Given data »
PR #259, opened 2023-11-13
Add checkbox to subscribe and unsubscribe from slots andn signals

### LINKED ISSUE #258: Io debugging UI heavy load on backend
image

Maybe we should cherry pick each signal/slot to subscribe to. Checkmark each to watch

SindriTh:
fixes #258 

Added checkboxes to DebugUI to subscribe and unsubscribe from changes for that particular item.

@jbbjarnason Could you check if this reduces load?

### DIFF
--- a/cockpit/IPC/src/Components/IOList/ListItem.tsx
+++ b/cockpit/IPC/src/Components/IOList/ListItem.tsx
@@ -1,6 +1,6 @@
 /* eslint-disable react/no-unstable-nested-components */
 /* eslint-disable no-param-reassign */
-import React, { ReactElement } from 'react';
+import React, { ChangeEvent, ReactElement } from 'react';
 import {
   ClipboardCopy,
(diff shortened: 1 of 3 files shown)


omarhogni:
Should we not hide the values and indicators when values are unwatched. We also need some method to select allot after having filterered. f.e. I filter EL2004 and want to monitor the entire result range can be kind of time consuming. Can we shift-select?

SindriTh:
> Should we not hide the values and indicators when values are unwatched. We also need some method to select allot after having filterered. f.e. I filter EL2004 and want to monitor the entire result range can be kind of time consuming. Can we shift-select?

Selecting using keyboard shortcut is not currently available.
I was wondering about hiding them as well, should we do that as a filter? that sounds like the most reasonable option.
We would need a way to add them to the watchlist

jbbjarnason:
disable fields and tinkering if untoggled

PR #260, opened 2023-11-13
Fixed null handling on dbus

SindriTh:
Fix handling of nulls on DBUS

Error came up when dbus value was a non-nested straight null


omarhogni (approved):
LGTM

PR #280, opened 2023-11-20
add or and either guard cases to sml logger

magni-mar:


jbbjarnason (approved):
lgtm I will do some minor cleanup later

PR #293, opened 2023-11-27
static used in constexpr context

omarhogni:


jbbjarnason:
@omarhogni, what compiler is erroring, this should be supported by our toolchains according to 

image

jbbjarnason (approved):
If this is a blocker somewhere please do merge, but I find this to be weird

omarhogni:
clang causes issues.

PR #295, opened 2023-11-27
Fix segfault in mqtt bridge

magni-mar:
In order to reduce CPU load #302 is necessary


libs/ipc/inc/public/tfc/ipc/details/impl.hpp
```diff
@@ -299,11 +305,23 @@ class slot_callback : public std::enable_shared_from_this<slot_callback<type_des
   using value_t = type_desc::value_t;
   static auto constexpr direction_v = slot<type_desc>::direction_v;
 
+  auto type() const -> const type_desc& {
+    static type_desc type;
+    return type;
+  }
```
jbbjarnason, line 311: please don`t

libs/ipc/inc/public/tfc/ipc/details/impl.hpp
jbbjarnason, line 1: why is it needed for underlying impl of ipc to store `description`

jbbjarnason (approved):

jbbjarnason (changes requested):
ipc changes needs to be discussed

exes/mqtt-bridge/inc/config/broker.hpp
```diff
@@ -3,37 +3,15 @@
...
-  static constexpr auto value = glz::enumerate("yes", yes, "no", no);
-};
-
 namespace tfc::mqtt::config {
 
 struct broker {
   std::string address{};
-  std::variant<port_e, uint16_t> port{};
-  structs::ssl_active_e ssl_active{};
+  uint16_t port{};
```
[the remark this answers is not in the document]
magni-mar: variant was not loading correctly from the config file, this is possibly related to the update of glaze

libs/ipc/inc/public/tfc/ipc/details/impl.hpp
magni-mar: I need some way of getting the type of the slot, alternative suggestion are welcome

exes/mqtt-bridge/inc/spark_plug_interface.hpp
```diff
@@ -99,7 +99,7 @@ class spark_plug_interface {
   asio::io_context& io_ctx_;
   config_t config_{ io_ctx_, "spark_plug_b_config" };
   std::unique_ptr<mqtt_client_t> mqtt_client_;
-  std::vector<structs::signal_data> nbirth_;
+  std::vector<tfc::ipc::details::any_slot_cb> nbirth_;
```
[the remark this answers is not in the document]
magni-mar: changed the name to `variables_` and changed the data type as well

exes/mqtt-bridge/inc/spark_plug_interface.hpp
```diff
@@ -62,14 +60,16 @@ class spark_plug_interface {
...
-  auto set_current_values(std::vector<structs::signal_data> const& metrics) -> void;
+  auto set_current_values(std::vector<tfc::ipc::details::any_slot_cb> const& metrics) -> void;
 
   auto send_current_values() -> void;
 
-  auto update_value(structs::signal_data& signal) -> asio::awaitable<void>;
-
   auto make_payload() -> Payload;
 
+  auto update_value(tfc::ipc::details::any_slot_cb& signal_data) -> void;
```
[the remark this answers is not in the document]
magni-mar: updated this parameter name to `variable` along with the data type

exes/mqtt-bridge/inc/spark_plug_interface.hpp
```diff
@@ -62,14 +60,16 @@ class spark_plug_interface {
 
   static auto timestamp_milliseconds() -> std::chrono::milliseconds;
 
-  auto set_current_values(std::vector<structs::signal_data> const& metrics) -> void;
+  auto set_current_values(std::vector<tfc::ipc::details::any_slot_cb> const& metrics) -> void;
```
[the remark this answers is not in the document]
magni-mar: updated the parameter name along with data type

exes/mqtt-bridge/inc/tfc_to_external.hpp
```diff
@@ -1,80 +1,95 @@
...
-#include <config/spark_plug_b.hpp>
-#include <config/spark_plug_b_mock.hpp>
-#include <spark_plug_interface.hpp>
-#include <structs.hpp>
-#include <tfc/confman.hpp>
 #include <tfc/ipc.hpp>
-#include <tfc/ipc/details/dbus_client_iface_mock.hpp>
 #include <tfc/logger.hpp>
 
+#include <spark_plug_interface.hpp>
```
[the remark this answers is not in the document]
magni-mar: do you have an alternative suggestion

exes/mqtt-bridge/src/spark_plug_interface.cpp
```diff
@@ -40,6 +40,79 @@ auto spark_plug_interface<config_t, mqtt_client_t>::get_bd_seq() -> int64_t {
...
+  }
+
+  metric->set_name(variable);
+  metric->set_timestamp(timestamp_milliseconds().count());
+  metric->set_datatype(type_enum_convert(type));
+
+  std::visit(
+      [this, &metric]<typename recv_t>(recv_t&& receiver) {
+        using receiver_t = std::remove_cvref_t<decltype(receiver)>;
+        if constexpr (std::same_as<receiver_t, ipc::details::bool_slot_cb_ptr>) {
```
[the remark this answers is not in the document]
magni-mar: I have removed the dependancy that spark plug interface depends on ipc layer.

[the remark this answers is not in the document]
magni-mar: general ipc to external needs some api to update the variable in the external interface

libs/ipc/inc/public/tfc/ipc/details/impl.hpp
magni-mar: this is also outdated, variable information is kept in a specified struct

libs/ipc/inc/public/tfc/ipc/details/impl.hpp
magni-mar: I have removed that dependancy

exes/mqtt-bridge/inc/tfc_to_external.hpp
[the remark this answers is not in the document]
magni-mar: it's possible to depend on a generic interface in which spark plug b or possibly other communication protocols could depend upon, tfc to external would then depend upon that interface but in my opinion this is overengineering since we are only using spark plug b, it would be a good idea as soon as another external communication protocol is introduced

exes/mqtt-bridge/inc/structs.hpp
```diff
@@ -1,18 +1,15 @@
...
-
-enum struct ssl_active_e { yes, no };
-
-struct signal_data {
-  tfc::ipc_ruler::signal information;
-  tfc::ipc::details::any_slot receiver;
-  std::optional<std::any> current_value;
+struct spark_plug_b_variable {
+  std::string name;
+  org::eclipse::tahu::protobuf::DataType datatype;
```
jbbjarnason, line 12: is it needed to store the datatype here? can it not be deduced from the value itself?

exes/mqtt-bridge/inc/structs.hpp
```diff
@@ -1,18 +1,15 @@
...
+  std::optional<std::any> value;
```
jbbjarnason, line 13: I would suggest storing value as variant.

jbbjarnason (commented):
I would suggest to revert the configuration change, do not apply any more big changes. The topic of this PR was to fix the segfault but not refactor the whole thing.

exes/mqtt-bridge/inc/structs.hpp
magni-mar: if the optional is empty then it is impossible to know what the datatype is. I also don´t see a problem with having the struct maintain all needed information about each variable

exes/mqtt-bridge/inc/structs.hpp
magni-mar: Then it is impossible to know weather the value is of json type or string type, as they are both `std::string`

magni-mar:
> I would suggest to revert the configuration change, do not apply any more big changes. The topic of this PR was to fix the segfault but not refactor the whole thing.

the old configuration produces the following error:

```bash
*** warning [00:01:35 +00:00] (thread 92356) def.file_storage./etc/tfc/mqtt_bridge/def/client.json *** 		 Error: ""no_matching_variant_type"" reading from file: "/etc/tfc/mqtt_bridge/def/client.json" 
```

magni-mar:
If the old configuration is to be used then #324 needs to be resolved first.

jbbjarnason:
> If the old configuration is to be used then #324 needs to be resolved first.

It works with a number,

image

magni-mar:
> > > If the old configuration is to be used then #324 needs to be resolved first.
> > 
> > 
> > It works with a number,
> > image
> 
> There seems to be a fix on glaze so either wait for an update on glaze or change to number and merge. In my opinion the configuration should be changed to number and when a new release is dropped the config can be changed.

@jbbjarnason @omarhogni  config will stay as is and wait for glaze update, until then the field in the config just needs to be a number. a few files were checked out from previous version so this PR is less of a change

jbbjarnason (approved):

PR #298, opened 2023-11-29
Debugui build flag

SindriTh:
Need help changing the CMakeLists file to allow for a build flag for DebuggingUI.

@jbbjarnason


jbbjarnason:
@SindriTh would it not be sufficient to default off when built with CMAKE, but default on if you run npm run devbuild?

SindriTh:
> @SindriTh would it not be sufficient to default off when built with CMAKE, but default on if you run npm run devbuild?
> 
> As in not optional in cmake

We could also do that yes

jbbjarnason (approved):

PR #305, opened 2023-12-01
Added const to store every time, and added ReadOnly to Units dropdown

SindriTh:


SindriTh:
Added validation checking, as it had a tendency to fail with the new setup.
Feel free to break it @jbbjarnason.

I have yet to figure out a nice way to handle arrays, this might be the next project on my todo. That would likely fix the visual glitches when removing an item, as well as allowing for hard limits for item counts.

That would of course be a separate PR.

jbbjarnason (approved):

PR #653, opened 2021-09-24
Prevent deletion and replacement of DNS infrastructure

jacobwinch:
~~**This breaks CFN deploys in accounts where the `Guardian::DNS::RecordSet` has not been registered. It should not be merged until the private resource type has been registered with all accounts**~~

This change now detects whether or not 'Guardian::DNS::RecordSet' has been registered  as part of a deploy and acts accordingly.  As such it is ok to deploy.

## What does this change?

In https://github.com/guardian/riff-raff/pull/623 we introduced the concept of `sensitiveResourceTypes`. This is essentially a list of infrastructure resources that we don't want Riff-Raff to delete/replace during CloudFormation updates (unless the user has specifically enabled a more dangerous mode of deployment - see https://github.com/guardian/riff-raff/pull/626 and https://github.com/guardian/riff-raff/pull/627).

This PR adds resource types which manage DNS infrastructure to the list of `sensitiveResourceTypes`. 

This change should prevent users from accidentally deleting DNS records, which is particularly important now as we're about to allow/encourage users to manage NS1 DNS infrastructure via CloudFormation.

In addition, this change detects whether the 'Guardian::DNS::RecordSet' has been registered for the project being deployed and only includes it in the sensitiveResourceTypes list if it is registered.  As such it is backwards compatible and safe for projects that do not yet use this resource.

Logging was added to the riffraff deploy to display the stack policy so that it is easy to determine what resources have been applied during the deploy

**Testing** 
Unit tests ran successfully
Testing in CODE completed successfully.

**Details of testing in CODE**
This version of riffraff was deployed to CODE and then used to deploy one project with the 'Guardian::DNS::Recordset' registered (amigo) and one project without 'Guardian::DNS::Recordset' (frontend). 
Both deployed successfully. 
The logs of the deploy showed Guardian:DNS::Recordset policy was applied during deploy for the project which had the 'Guardian::DNS::Recordset' registered (amigo), but was not applied for the project which did not have this registered (frontend). This is the behaviour we expected and so the test is successful.

### DIFF
--- a/magenta-lib/src/main/scala/magenta/deployment_type/CloudFormation.scala
+++ b/magenta-lib/src/main/scala/magenta/deployment_type/CloudFormation.scala
@@ -1,11 +1,10 @@
 package magenta.deployment_type
 
-import magenta.Strategy.{MostlyHarmless, Dangerous}
-
-import java.net.URLEncoder
-import java.util.UUID
+import magenta.Strategy.{Dangerous, MostlyHarmless}
 import magenta.artifact.S3Path
 import magenta.deployment_type.CloudFormationDeploymentTypeParameters._
+import magenta.tasks.CloudFormation.withCfnClient
+import magenta.tasks.StackPolicy.privateSensitiveResourceTypes
 import magenta.tasks.UpdateCloudFormationTask.LookupByTags
 import magenta.tasks._
 import org.joda.time.DateTime
@@ -82,7 +81,7 @@ object CloudFormation extends DeploymentType with CloudFormationDeploymentTypePa
       |
       |The two stack policies are show below.
       |
-      |${StackPolicy.toMarkdown(StackPolicy.DENY_REPLACE_DELETE_POLICY)}
+      |${StackPolicy.toMarkdown(StackPolicy.DENY_REPLACE_DELETE_POLICY(privateSensitiveResourceTypes))}
       |
       |${StackPolicy.toMarkdown(StackPolicy.ALLOW_ALL_POLICY)}
       |""".stripMargin,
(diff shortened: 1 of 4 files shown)


akash1810 (approved):
🎉

magenta-lib/src/main/scala/magenta/tasks/SetStackPolicyTask.scala
```diff
@@ -1,82 +1,110 @@
...
+  def accountPrivateTypes(client: CloudFormationClient): Set[String] = {
+    val request =  ListTypesRequest.builder().visibility(Visibility.PRIVATE).build()
+    val response = client.listTypesPaginator(request)
+    response.typeSummaries().asScala.map(_.typeName()).toSet
+  }
+
+  /** CFN resource types that have state or are likely to exist in external
+   * config such as DNS or application config.
+   */
+  val sensitiveResourceTypes: Set[String] =
```
akash1810, line 32: minor: I think naming this `allSensitiveResourceTypes` (or similar) would make the tests in `SetStackPolicyTaskTest` a bit easier to read, specifically [this bit](https://github.com/guardian/riff-raff/pull/653/files#diff-340a57d05e31707b6da53a228e9b7c2894479d7b842dbc3bde130de131d8b823R82).

michaelwmcnamara:
Retested latest changes in the manner listed in the PR description above. All tests passed.
Latest changes pass all unit tests 
Deployed projects that have the 'Guardian::DNS::Recordset' registered had this recordset applied.
Deployed projects that did not have this recordset registered did not have it applied.

magenta-lib/src/main/scala/magenta/deployment_type/CloudFormation.scala
```diff
@@ -157,21 +158,27 @@ object CloudFormation extends DeploymentType with CloudFormationDeploymentTypePa
       )
     )
 
+    val policy = target.parameters.updateStrategy match {
```
sihil, line 161: The naming of this val here doesn't make it very clear what the policy is for.

michaelwmcnamara: renamed to updatePolicy

PR #654, opened 2021-09-28
fix: Use safer `resourceStatusAsString` method

akash1810:
## What does this change?

There's been an odd occasion where the CloudFormation log in Riff-Raff shows an event as `null`.

`resourceStatus` is an enum and from [the docs](https://sdk.amazonaws.com/java/api/latest/software/amazon/awssdk/services/cloudformation/model/StackEvent.html#resourceStatus--):

> If the service returns an enum value that is not available in the current SDK version, resourceStatus will return ResourceStatus.UNKNOWN_TO_SDK_VERSION. The raw value returned by the service is available from resourceStatusAsString().

That is [`resourceStatusAsString`](https://sdk.amazonaws.com/java/api/latest/software/amazon/awssdk/services/cloudformation/model/StackEvent.html#resourceStatusAsString--) is safer to use.


akash1810:
This is similar to a fix made to Prism https://github.com/guardian/prism/pull/162.

sihil (approved):

PR #656, opened 2021-10-19
Add warning around changing ASG

mxdvl:
## What does this change?

Adds a word of warning:

> Be aware that reducing the number of instances can lead to outages if they are under stress. Always check with the relevant team before performing this action.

Exercise aim » Make a copy of each line in the records that has the word "unwatched".

Problem solution »
Should we not hide the values and indicators when values are unwatched. We also need some method to select allot after having filterered. f.e. I filter EL2004 and want to monitor the entire result range can be kind of time consuming. Can we shift-select?
> Should we not hide the values and indicators when values are unwatched. We also need some method to select allot after having filterered. f.e. I filter EL2004 and want to monitor the entire result range can be kind of time consuming. Can we shift-select?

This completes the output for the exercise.